PR #424, opened 2024-11-14
Release nov14

moe-dev:
## Did you add a changeset?


examples/kitchen-sink/CHANGELOG.md
```diff
@@ -0,0 +1,13 @@
...
+
+### Patch Changes
+
+- Updated dependencies [3dd74ac]
+- Updated dependencies [1e36edf]
+- Updated dependencies [4df8914]
+  - @turnkey/sdk-browser@1.9.0
+  - @turnkey/sdk-server@1.6.0
+  - @turnkey/http@2.16.0
+  - @turnkey/sdk-react@1.0.14
```
r-n-o, line 13: I don't think this is correct, our examples all use workspace versions. We didn't update dependencies, they're already updated :)

packages/crypto/CHANGELOG.md
```diff
@@ -1,5 +1,23 @@
...
+
+- 33e8e03: Reorganize into two subparts:
+
+  - `crypto.ts`: core cryptography utilities
+  - `turnkey.ts`: Turnkey-specific cryptography utilities
+
+  Add `verifyStampSignature` method:
+
+  - See in-line code docs for more details + example of usage
+  - This is useful for checking the validity of a stamp (signature) against the request body
```
r-n-o, line 15: This looks a bit weirdly formatted. Let's link to the PR number (instead of the git sha) and cleanup the bullets so it's one list.

packages/eip-1193-provider/package.json
```diff
@@ -1,6 +1,6 @@
 {
   "name": "@turnkey/eip-1193-provider",
-  "version": "3.0.0",
+  "version": "4.0.0",
```
r-n-o, line 3: Where did this come from? This is a major change. And I only see "patch changes" in the corresponding CHANGELOG. Something isn't right.

moe-dev: we've also moved from 2 -> 3 on a patch change in the past, should we mess with the autogen?

PR #425, opened 2024-11-14
Allow overriding WebauthnStamper config when creating a passkey client

r-n-o:
## Summary & Motivation
This looks like an oversight. We allow for RPID override but do not let users customize timeout/userVerification/allowCredentials.


moe-dev (approved):
Good catch!

PS: wicked impalas relax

## WORK TASK
For each line above that includes "opened", make a copy.

## RESULT OF THE EXERCISE
PR #424, opened 2024-11-14
PR #425, opened 2024-11-14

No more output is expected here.